Task to complete: Give again, word for word, each line below starting at the one that contains "nategraf: On the" and ending at the one that contains "As for the global".
=== Section Start ===
Issue #144, opened 2021-01-12
CIP 32 - Attestation Node Incentives - Discussions


codyborn:
CIP 32 https://github.com/celo-org/celo-proposals/pull/121 proposes introducing Attestation Service operation incentives via slashing. This is the first step toward a more discerning incentive system. As such, it's focused on a min uptime bar (one attestation over 11 days) and will not increase validator rewards. Future proposals will likely support more granular uptime measures and the potential for operators to earn additional reward.

aaronmboyd:
A little bit devil's advocate here, but I'm not sure I agree with implementing slashing for downtime on a service ultimately unrelated to block proposals and consensus of the protocol. This is not an incentive, it's a disincentive.

I definitely prefer a reward rather than punishment model. Once there is a positive economic incentive wont validators have a real desire to keep their service online? (Especially as new users are increasing).

codyborn:
Thanks for starting the discussion @aaronmboyd. I think this is a matter of perspective. One could view the existing validator reward to cover all services that a validator provides, including running an attestation service. In this case, by default the protocol assumes the operator is running the attestation service properly, and will only withhold some of the reward (via slashing) if it finds out later that this is not the case. To make it more explicit, we could cap the slashable amount to some limit per epoch OR instead of slashing from the LockedGold, we could reduce the block rewards by some capped amount. WDYT?

I went with this perspective since a majority of validators are running Attestation Services (96/100) and a majority are doing the job well. Making this the default case made sense to me, but I'm definitely open to other thoughts. I also believe that we should increase the block reward to those that run the Attestation Service exceptionally well. Since measuring this on-chain introduces more complexity, it was reserved for a future proposal.

nategraf:
Just read through the proposal and have some comments

## Attack on proposed slashing method

A validator that has a downed attestation service, or simply does not want to run one, could do the following in every slashing period. 
1. Request 100 attestation requests (more generally, the number of validators with registered attestation keys), which guarantees exactly one request will request will be assigned to themselves when selecting issuers.
2. Fulfill the request by generating the required signature and posting it to the chain.

Note that the validator does not need to have possession of the phone number associated with the identifier they request against, nor does the identifier need to correspond to a known phone number and pepper.

This attack can prevent slashing for ~$5 spent every slashing period, about $15/month under the proposal.

## Alternative to MinStakeSlasher

[...]

PR #161, opened 2021-02-10
Attestation Service Incentives v2

codyborn:
Update to Attestation Service incentives design taking into account [community feedback](https://github.com/celo-org/celo-proposals/issues/144).


CIPs/cip-0032.md
```diff
@@ -13,81 +13,105 @@ license: Apache 2.0
...
 
-## Specification
+The Attestation Reward will be affected directly by the completion rate of the Attestation Service during each epoch. Since a 100% completion rate is unrealistic, a governable target completion rate will be used to determine the rewards. To ensure that an Attestation Service isn't incorrectly penalized by a bug outside of their responsibilities (ex. Valora), a minimum global attestation completion rate for this epoch will be first considered. If the minimum global attestation completion rate is not met, all elected Attestation Services will be rewarded with 75% the maximum amount, regardless of their score. A registered Attestation Service can be forcibly deregistered if they don't meet the minimum number of attestations over a governable sliding window. The Attestation Reward will be forfeited if the validator does not have a registered Attestation Service.
```
nategraf, line 30: >  a minimum global attestation completion rate for this epoch will be first considered

I'd love for us to consider automatic mechanisms for setting this rate. I am worried that any static rate would run the risk of unfairly penalizing all validators in case of coordinated failure, such as a natural disaster (e.g. hurricane, military coup, Twilio outage, etc...) or bug in an attestation client (e.g. Valora) that causes attestations to fail.

One example would be to take the mean completion rate and define the threshold as some fraction of it. (e.g. set the fraction to `1/3`) This would prevent an attacker or coordinated failure from bring down the rewards of all validators. This fraction would, by [Markov's inequality](https://en.wikipedia.org/wiki/Markov%27s_inequality), define an upper bound on the number of validator's that can fall below it at any given time. (It would not however, prevent an attacker motivated to _prevent_ a particular subset of validators from losing rewards)

CIPs/cip-0032.md
```diff
@@ -13,81 +13,105 @@ license: Apache 2.0
...
+// These values are reset per issuer from Validators.distributeEpochPaymentsFromSigner()
+mapping(address => uint256) public attestationRequestCount;
+mapping(address => uint256) public attestationCompletionCount;
+
+// Track global completion rate
+// currEpochIndex = getEpochNumberOfBlock(block.number) % 2
+// These values get reset when epoch changes (during the first attestation request)
+uint256 public epochRequestCount;
+uint256 public epochIndexToCompletionCount;
+uint8 private currEpochIndex;
```
nategraf, line 54: Because it is not grouped with other state variables, this variable will still take up a full 256-bit word. So unless there is a natural grouping, we might as well make this `uint256`. (We could certainly turn `epochRequestCount` and `epochIndexToCompletionCount` into `uint64` though.)

CIPs/cip-0032.md
```diff
@@ -13,81 +13,105 @@ license: Apache 2.0
...
 ```js
-// Tracks the last time an attestation was requested from an issuer (AS node)
-mapping(address => uint256) public lastAttestationRequested;
+// Tracks per issuer completion rate
+// These values are reset per issuer from Validators.distributeEpochPaymentsFromSigner()
+mapping(address => uint256) public attestationRequestCount;
+mapping(address => uint256) public attestationCompletionCount;
+
+// Track global completion rate
+// currEpochIndex = getEpochNumberOfBlock(block.number) % 2
```
nategraf, line 50: Why use `% 2` when a full 8 bits are available? We could change this to `% 256`. It's probably the same either way, because the only case where this would matter is if not requests are seen for a full epoch, which is unlikely, but it's also not impossible. (Also see comment below as there may actually be no advantage to using `uint8` here anyway.)

nategraf (commented):
Added a comment about using an automatically adjusting threshold. I am personally in favor of doing so. Also some comments on the code snippets included. I don't want to get caught on that though, as implementation and optimizations can be discussed later.

CIPs/cip-0032.md
```diff
@@ -13,81 +13,105 @@ license: Apache 2.0
...
+- `MinGlobalAttestationCompletionRate` - The global completion rate rarely dips below 70%. We can set this safety net at `.5` and adjust it lower if it was ever necessary.
+- `GlobalAttestationFailureFallbackReward` - The starting point will be `.75`. This is low enough to encourage Attestation Services to come back online in the case of a total outage, but high enough to not significantly impact rewards.
 
-- `MinStakeSlasherPenalty` The penalty is only the slasher reward (no additional penalty) since the validator has already been slashed to get to this point.
-- `MinStakeSlasherReward` Similarly, the reward for slashing should cover both the gas costs as well as the infrastructure costs to monitor for offenses.
+- `AttestationMinPeriod` - An Attestation Service should complete at least 1 attestation over 2 days. This number can be more aggressive since there's no penalty and the validator can always re-register to get back in.
+- `AttestationMinRequested` - 8.
+- `MinNumberOfAttestationIssuers` - 40. Any lower than this and the random selection of issuers is too easy to game.
```
nategraf, line 92: Do we have anywhere the attack model for this? It may be worth adding that here is nowhere else. I'd be happy to write up such an analysis.

CIPs/cip-0032.md
codyborn: Love the idea @nategraf! In this case, we could set the threshold as 1/3 of the moving average over the last n epochs? I  like how it would auto increase/decrease the threshold as things outside of the AS node's control changed. In the case of an abrupt, sustained outage (over n epochs), the threshold will gradually drop leading to reduced payouts. I suppose if this behavior were not desirable, we could always lower the target completion rate via governance; however the time-delayed penalty seems like a benefit as it allows everyone enough time to recover before penalizing. WDYT?

CIPs/cip-0032.md
codyborn: I was thinking the same.. I left it as `uint8` in case we decide to add more state that is sub-256. Will leave it up to the implementer to decide.

codyborn: Good point on the other vars. I'll update them.

CIPs/cip-0032.md
codyborn: Good point!

CIPs/cip-0032.md
codyborn: I haven't seen any model for this, but it's a good idea to call it out explicitly. If you're interested in adding it, it'd be much appreciated 🙏 It'd be interesting to see the expected cost to "hijack" a phone number with different numbers of colluders.

CIPs/cip-0032.md
codyborn: @nategraf updated the docs to reflect this. I chose a 30 day sliding window to measure the baseline to ensure that a multi-day outage doesn't pull the baseline down too much.

CIPs/cip-0032.md
```diff
@@ -1,7 +1,7 @@
 ---
 cip: 32
 title: Attestation Incentives
-author: Cody Born <cody@clabs.co>, Zviad Metreveli
+author: Amy Slawson <amy@clabs.co>, Cody Born <cody@clabs.co>, Victor Graf <victor@celo.org>, Zviad Metreveli
```
nategraf, line 4:
```suggestion
author: Amy Slawson <amy@clabs.co>, Cody Born <cody@clabs.co>, Victor Graf <victor@clabs.co>, Zviad Metreveli
```

CIPs/cip-0032.md
```diff
@@ -43,23 +44,22 @@ The `Attestations` contract will be upgraded to register the request and complet
 ```js
 // Tracks per issuer completion rate
 // These values are reset per issuer from Validators.distributeEpochPaymentsFromSigner()
-mapping(address => uint256) public attestationRequestCount;
-mapping(address => uint256) public attestationCompletionCount;
+mapping(address => uint64) public attestationRequestCount;
+mapping(address => uint64) public attestationCompletionCount;
```
nategraf, line 48: Because [mappings store their values at sparse memory locations](https://docs.soliditylang.org/en/v0.4.24/miscellaneous.html), the value storage cannot benefit from packing. As a result, using `uint64` as the mapping value will use the same about of storage and slightly more computation to access it.

CIPs/cip-0032.md
```diff
@@ -27,11 +27,12 @@ Despite Validator uptime on Celo being phenomenal, the maintenance of the AS nod
...
 
 - `TargetCompletionRate` - The target completion rate for Attestation Services, taking into account standard user drop-off and other factors outside of the AS control.
 - `AttestationServiceRewardPercentage` - The percentage of max rewards that are allocated to running an Attestation Service. Initially `.20`.
```
nategraf, line 33: Just a callout that based on feedback we have gotten on contract release 3, we should aim to have the smart contract changes deployed with parameters that do not change the system and then pass another governance proposal to set the new parameters. In this case, we would want to set this to 0, and make a proposal that lands after the release to set it to `0.20`

CIPs/cip-0032.md
nategraf: On the topic of hijacking a phone number, I include some analysis in https://github.com/celo-org/celo-monorepo/issues/7057#issuecomment-779639780

nategraf:
I have a gut feeling that there are too many parameters in the proposed design. It's just an intuition, but I figured I'd propose an alternative that might be a bit of a simpler direction.

With the target completion rate, I am concerned the the steady-state completion rate may be either lower or higher for well-performing nodes. In the lower case, which would be true if we see an uptick in spurious requests or requests from a country we can't actually reliably deliver SMS, the result will be that validators will see their pay reduced without recourse. In the higher case, the system loses any pressure to continue raising completion rates until a governance proposal is passed, which may take time.

As for the global circuit-breaker, we lose the incentive for nodes to be more resilient than average such as by taking action to setup failover SMS providers. It's kind of the opposite of how Eth2 slashing works [where the penalties are designed to disincentivize coordinated failure](https://blog.ethereum.org/2020/01/13/validated-staking-on-eth2-1-incentives/#anti-correlation-and-decentralisation). As I was discussing earlier, we do need to have the system not overly punish validators for events outside their control, such as phone service interruption in an autocratic country, but we should create an incentive for validators to overcome those difficulties where possible. (In the extreme case, a validator could decide to shut down it's attestations API whenever the circuit breaker is on, as it will no longer have an ill effect on their rewards)

My alternative proposal is to calculate the completion rate on each epoch, then make the threshold for full rewards be a fixed difference from average. For example, if the completion rate for an epoch is `70/100` and the threshold difference is  `0.1`, any validators with more than a 60% completion rate will get full rewards. Below that I would suggest the rewards be a linear function of the completion rate in relation to the threshold. In this example, a validator with 30% completion for the epoch will receive 50% of the max rewards. When the threshold difference is greater than `0`, it is possible for all validators to receive full rewards, but there is still pressure to push their individual completion rate up to ensure it is safely above the threshold in case it rises. It would also be possible to set the difference below `0` to increase the pressure to raise completion rates, but then it would be impossible for all validators to receive full rewards. In the scenario of an adverse external event, overall completion rates may drop and the rewards metric will have no delay in adjusting its target. Imagining that an outage or bug causes an overall 30% completion rate, the threshold would be 20% allowing validators to receive full rewards and providing an incentive to be as resilient as possible. It also adjusts well in cases that the overall completion rate goes up as an overall completion rate of 90% would set an 80% threshold.

Many of these points come more from a place of intuition than any drawn-out analysis, so I'd love to have some discussion of the pros and cons.

CIPs/cip-0032.md
codyborn: Good to know. Do you have any pointer to the discussion? I'm curious why that is.

CIPs/cip-0032.md
codyborn: Oh thanks, good to know. The quirks of Solidity...

CIPs/cip-0032.md
nategraf: https://forum.celo.org/t/core-contracts-release-3/755/2?u=victor

codyborn: Got it, this is more about governance and community acceptance than any technical limitation. I totally agree that we should break apart CGPs wherever possible

CIPs/cip-0032.md
```diff
@@ -1,7 +1,7 @@
 ---
 cip: 32
 title: Attestation Incentives
-author: Cody Born <cody@clabs.co>
+author: Amy Slawson <amy@clabs.co>, Cody Born <cody@clabs.co>, Victor Graf <victor@clabs.co>, Zviad Metreveli
```
YazzyYaz, line 4: Zviad needs an email

YazzyYaz (approved):
Will merge it as soon as Zviad's email is added per the comment

PR #162, opened 2021-02-17
[cip] flash swap support

zviadm:


prestwich:
Generally speaking, I'm in favor of this. I'd like to see more specification (should we follow the uniswap interface precisely? can we achieve the same guarantees uniswap does?)

YazzyYaz (approved):

PR #165, opened 2021-02-22
[CGP 0023] Draft: cEUR oracle activation

martinvol:
Crafting the proposal for cEUR oracle activation.

Still early work, please don't review at least requested.

# Staging:
Are the ones listed [here](https://github.com/celo-org/celo-monorepo/issues/6922#issuecomment-782178997)

# Baklava:
Oracles listed [here](https://github.com/celo-org/celo-monorepo/issues/7190#issuecomment-785721088)
StableTokenEUR address from the proposal:
```
{
    "contract": "Registry",
    "function": "setAddressFor",
    "args": [
      "StableTokenEUR",
      "0xf9ecE301247aD2CE21894941830A2470f4E774ca"
    ],
    "value": "0",
    "description": "Registry: StableTokenEUR -> 0xf9ecE301247aD2CE21894941830A2470f4E774ca"
  },
```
=== Section End ===
Expected answer:
nategraf: On the topic of hijacking a phone number, I include some analysis in https://github.com/celo-org/celo-monorepo/issues/7057#issuecomment-779639780

nategraf:
I have a gut feeling that there are too many parameters in the proposed design. It's just an intuition, but I figured I'd propose an alternative that might be a bit of a simpler direction.

With the target completion rate, I am concerned the the steady-state completion rate may be either lower or higher for well-performing nodes. In the lower case, which would be true if we see an uptick in spurious requests or requests from a country we can't actually reliably deliver SMS, the result will be that validators will see their pay reduced without recourse. In the higher case, the system loses any pressure to continue raising completion rates until a governance proposal is passed, which may take time.

As for the global circuit-breaker, we lose the incentive for nodes to be more resilient than average such as by taking action to setup failover SMS providers. It's kind of the opposite of how Eth2 slashing works [where the penalties are designed to disincentivize coordinated failure](https://blog.ethereum.org/2020/01/13/validated-staking-on-eth2-1-incentives/#anti-correlation-and-decentralisation). As I was discussing earlier, we do need to have the system not overly punish validators for events outside their control, such as phone service interruption in an autocratic country, but we should create an incentive for validators to overcome those difficulties where possible. (In the extreme case, a validator could decide to shut down it's attestations API whenever the circuit breaker is on, as it will no longer have an ill effect on their rewards)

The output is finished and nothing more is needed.